I wasn't going to say anything. The images don't pass my smell test.
I'd ask Roger Bleile if the engraving matches RK's pre-37 work.
I'm posting this 45 auto for comparison purposes. This is one of Kornbrath's best known engraving jobs done back in the 30s. It was commissioned by a Texas oilman hence the Western theme.
Jim
Below is a sampler of Kornbrath's engraving:
From what I hear, RIA will surely stand behind the provenance
.
I don't have MM's book in front of me, but don't recall seeing this gun in there. I assume that was no oversight on his part?
Okay, who is going to be the first hater to criticize it for not having scalloped action?
Oh, I hear it has more significant issues than that!!
Don't be so cryptic!
Yeah- it is a Custon Fox-- Albert Coston, who taught Gough and Kornbrath their craft- but he had a falling out with old Ansley H. and was handed his "walking papers" about 1913, so the rumor goes. RIA-- how do they stack up against James D. Julia? Anyone care to "take a shot"??
One bbl set has over stamped ser#(at least the 2 digits you can see). The '(-Fluid Steel) Krupp Essen-' is hand cut on that one also,,looks roll stamped on the other.
That is one way to get a 2-bbl set.
If thats Rudy's work,,it must have been a Monday after a very rough weekend.
The bbl engraving may have been a 2 stage process. It just has the look of it to me.
First the scroll near the breech was added along with the muzzle scroll.
Then as an after thought , Princess SummerFallWinterSpring was added along with the game animals to stretch out the bbl engraving even more. More is better..
All very un-RJK looking IMO. But that's just me.
Didn't remove all the roll die marked info on the action flats.
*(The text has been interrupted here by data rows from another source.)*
PR #682, opened 2025-02-27
feat: Allow users to create presigns using the TS sdk

ItayLevyOfficial:


crates/dwallet-mpc-types/src/dwallet_mpc.rs
```diff
@@ -15,7 +15,7 @@ pub const START_DKG_FIRST_ROUND_EVENT_STRUCT_NAME: &IdentStr =
 pub const START_DKG_SECOND_ROUND_EVENT_STRUCT_NAME: &IdentStr =
     ident_str!("DKGSecondRoundRequestEvent");
 pub const START_PRESIGN_FIRST_ROUND_EVENT_STRUCT_NAME: &IdentStr =
-    ident_str!("StartPresignFirstRoundEvent");
```
zeevmoney, line 18: add todo to fix all the func naming after we mege with @omersadika

sdk/typescript/src/dwallet-mpc/mocks.ts
zeevmoney, line 1: move the `test`

zeevmoney (changes requested):
see comments

sdk/typescript/src/dwallet-mpc/presign.ts
```diff
@@ -0,0 +1,122 @@
...
+	c: Config,
+	sessionID: string,
+	eventType: string,
+	isEventFn: (parsedJson: any) => parsedJson is TEvent,
+): Promise<TEvent> {
+	const startTime = Date.now();
+
+	while (Date.now() - startTime <= c.timeout) {
+		// Wait for a bit before polling again, objects might not be available immediately.
+		let interval = 5_000;
```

It doesn't say it's a factory piece though,,so no special handling I guess.,, not picked off the line before normal roll markings added, ect. Just a basement after-hours job at home.
Jeweled action flats,,, and then case colored?,,nice touch.
Maybe they just forgot to jewel on the bbl flats & lugs too. We don't know about the forend as there are no pics.
The Gough engraving looks credible,,but alot of his standard Fox work is so crude (trying to be polite),, it's not a difficult one for the forgery crowd.
I've usually seen his signiture on the trigger plate around the hole where the guard screws into (Fox and Parker). Same with his father.
But anything is possible.
Just some thoughts and observations.
Get your check books out,,,,
As the ad says,,,It's Monumental,,
Yeah, looking closer at the pics it doesn't look like RK's usual work standard.I agree the average Fox engraving is nothing to write home about.Maybe it's Fox's answer to the "Not the czar's Parker."
i believe rj Kornbrath was Austrian trained, gough by his father. i own a kornbrath engraved shotgun(1925).what part of this gun was supposed to have been engraved by him? i just don't see it.
I'm with Kutter on this one. There is nothing about the scrollwork on the barrels that appears to me to be the work of RJK.
So to be polite it could be said it is work attributed to RJK or in the style of RJK. That aside it comes down to evaluation of the amount, extent and quality of work done. Since I assume no record or card exists for this gun we are on our own determining what it is and where it came from. Kind of like a legend gun. Legend is that this gun came from here or was made by him for someone else. I guess for 100+K is should have a good legend or the new owner has the right to invent his own legend.
Roger, I commented on the disparity in the engraving because the scroll work looked coarse to me. Kornbrath's technique was so fluid that I couldn't see it in the auction images.
Even his deep relief work always has carefully produced and evenly spaced cross hatching. His hounds always look the same as well.
My art teacher chided me that every line in cross hatching is important, it's not cross scribbling ( which is what you get when shading in haste).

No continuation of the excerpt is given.